§ EXERCISE DETAILS
Each line of the records that includes "ends" should be found and copied.

§ RECORDED INFORMATION
[Start of section]
PR #1447, opened 2025-12-23
chage: Remove unneeded xstrdup calls

stoeckmann:
Duplicating name and hash is not needed here, because duplication occurs in spw_update. You can detect the small memory leak with tools like valgrind.

More importantly though, if xstrdup fails, it calls exit. The update_age function is in the "criticial section" between open_files and close_files, though. Correct error handling would require fail_exit to release the held locks.

### DIFF
--- a/src/chage.c
+++ b/src/chage.c
@@ -32,7 +32,6 @@
 #include "string/sprintf/snprintf.h"
 #include "string/strcmp/streq.h"
 #include "string/strcpy/strtcpy.h"
-#include "string/strdup/strdup.h"
 #include "string/strerrno.h"
 #include "string/strftime.h"
 #include "time/day_to_str.h"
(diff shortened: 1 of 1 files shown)


src/chage.c
```diff
@@ -613,8 +612,8 @@ static void update_age (/*@null@*/const struct spwd *sp,
 		struct passwd pwent = *pw;
 
 		memzero(&spwent, sizeof(spwent));
-		spwent.sp_namp = xstrdup (pwent.pw_name);
-		spwent.sp_pwdp = xstrdup (pwent.pw_passwd);
+		spwent.sp_namp = pwent.pw_name;
+		spwent.sp_pwdp = pwent.pw_passwd;
 		spwent.sp_flag = SHADOW_SP_FLAG_UNSET;
```
alejandro-colomar, line 618: Thanks!  I was suspecting this duplication was indeed redundant, but didn't have the energy to follow through all the layers of functions.

alejandro-colomar: You may want to mention in the commit message where excatly this happens.

If I'm reading it correctly, `update_age()` calls `spw_update()`, which calls `commonio_update()`, which calls `db->ops->cio_dup()`, which does the actual duplication.

PR #1449, opened 2025-12-26
src/chgpasswd.c: fix handling of files without trailing newlines

ikerexxe:
The chgpasswd command was incorrectly reporting "missing new password" when processing files with a trailing newline. This happened because the code was missing an EOF check.

Reproduction steps:
$ groupadd tgroup1
$ groupadd tgroup2
$ cat /tmp/test_chgpasswd.txt
tgroup1:Secret123
tgroup2:Secret456

$ #The file contains a trailing newline
$ chgpasswd < /tmp/test_chgpasswd.txt
chgpasswd: line 3: missing new password
chgpasswd: error detected, changes ignored

### DIFF
--- a/src/chgpasswd.c
+++ b/src/chgpasswd.c
@@ -479,10 +479,12 @@ int main (int argc, char **argv)
 	while (fgets(buf, sizeof(buf), stdin) != NULL) {
 		line++;
 		if (stpsep(buf, "\n") == NULL) {
-			fprintf (stderr, _("%s: line %jd: line too long\n"),
-			         Prog, line);
-			errors = true;
-			continue;
+			if (feof(stdin) == 0) {
+				fprintf (stderr, _("%s: line %jd: line too long\n"),
+				         Prog, line);
+				errors = true;
+				continue;
+			}
 		}
 
 		/*


alejandro-colomar:
From that reproducer, what I observe is a spurious empty line, not a file without trailing newline.

That is, the file ends with 2 new-line characters instead of just 1.

alejandro-colomar:
> From that reproducer, what I observe is a spurious empty line, not a file without trailing newline.
> 
> That is, the file ends with 2 new-line characters instead of just 1.

The proposed patch shouldn't change the behavior of the reproducer you shared, I think.

Instead, we should either:

-  continue rejecting blank lines.
-  add code to accept and ignore blank lines.

src/chgpasswd.c
```diff
@@ -479,10 +479,12 @@ int main (int argc, char **argv)
...
-			         Prog, line);
-			errors = true;
-			continue;
+			if (feof(stdin) == 0) {
+				fprintf (stderr, _("%s: line %jd: line too long\n"),
+				         Prog, line);
+				errors = true;
+				continue;
+			}
 		}
```
alejandro-colomar, line 488: Because this code runs only when a newline is **not** found, it won't change the behavior in the shown reproducer, which has the opposite problem: too many newlines are present.

alejandro-colomar:
> The chgpasswd command was incorrectly reporting "missing new password" when processing files with a trailing newline. This happened because the code was missing an EOF check.
> 
> Reproduction steps: $ groupadd tgroup1 $ groupadd tgroup2 $ cat /tmp/test_chgpasswd.txt tgroup1:Secret123 tgroup2:Secret456
> 
> $ #The file contains a trailing newline $ chgpasswd < /tmp/test_chgpasswd.txt chgpasswd: line 3: missing new password chgpasswd: error detected, changes ignored

Do you have a use case for files with blank lines?

ikerexxe:
It turns out that I was creating the file incorrectly :facepalm:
[End of section]
§ TASK SOLUTION
That is, the file ends with 2 new-line characters instead of just 1.
> That is, the file ends with 2 new-line characters instead of just 1.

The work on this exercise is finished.